• _ASSIGNMENT_:
Reproduce the line that holds "Hi Patrick, I" together with all the lines after it up to the end of the entries.

(Collected data)

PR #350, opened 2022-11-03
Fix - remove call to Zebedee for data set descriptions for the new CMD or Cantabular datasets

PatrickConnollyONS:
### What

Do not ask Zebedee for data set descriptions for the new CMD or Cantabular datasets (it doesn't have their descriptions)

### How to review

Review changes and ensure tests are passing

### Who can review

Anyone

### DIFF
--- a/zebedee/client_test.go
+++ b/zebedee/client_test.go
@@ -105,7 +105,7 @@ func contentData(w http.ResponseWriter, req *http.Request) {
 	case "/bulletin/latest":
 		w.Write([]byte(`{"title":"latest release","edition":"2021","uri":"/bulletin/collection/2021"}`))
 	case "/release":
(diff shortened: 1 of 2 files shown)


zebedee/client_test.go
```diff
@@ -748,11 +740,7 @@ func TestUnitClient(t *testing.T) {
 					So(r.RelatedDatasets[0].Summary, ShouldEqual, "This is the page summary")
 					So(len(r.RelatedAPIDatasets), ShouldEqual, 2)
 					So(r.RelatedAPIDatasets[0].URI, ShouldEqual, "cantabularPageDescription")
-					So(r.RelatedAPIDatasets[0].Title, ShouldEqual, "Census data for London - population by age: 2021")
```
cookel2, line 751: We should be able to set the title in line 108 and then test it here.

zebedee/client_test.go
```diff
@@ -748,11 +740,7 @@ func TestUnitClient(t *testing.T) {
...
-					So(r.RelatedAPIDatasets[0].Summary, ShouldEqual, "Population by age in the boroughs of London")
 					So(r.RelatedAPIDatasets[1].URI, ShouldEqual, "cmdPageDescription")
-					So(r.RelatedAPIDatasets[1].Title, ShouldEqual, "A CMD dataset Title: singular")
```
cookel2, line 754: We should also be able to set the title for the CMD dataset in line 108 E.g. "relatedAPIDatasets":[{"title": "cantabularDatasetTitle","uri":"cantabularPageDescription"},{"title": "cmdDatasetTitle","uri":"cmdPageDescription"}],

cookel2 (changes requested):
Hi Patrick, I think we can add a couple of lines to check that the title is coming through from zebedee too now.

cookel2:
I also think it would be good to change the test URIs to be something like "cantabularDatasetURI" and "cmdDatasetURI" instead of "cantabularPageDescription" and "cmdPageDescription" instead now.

• _YOUR SOLUTION_:
Hi Patrick, I think we can add a couple of lines to check that the title is coming through from zebedee too now.

cookel2:
I also think it would be good to change the test URIs to be something like "cantabularDatasetURI" and "cmdDatasetURI" instead of "cantabularPageDescription" and "cmdPageDescription" instead now.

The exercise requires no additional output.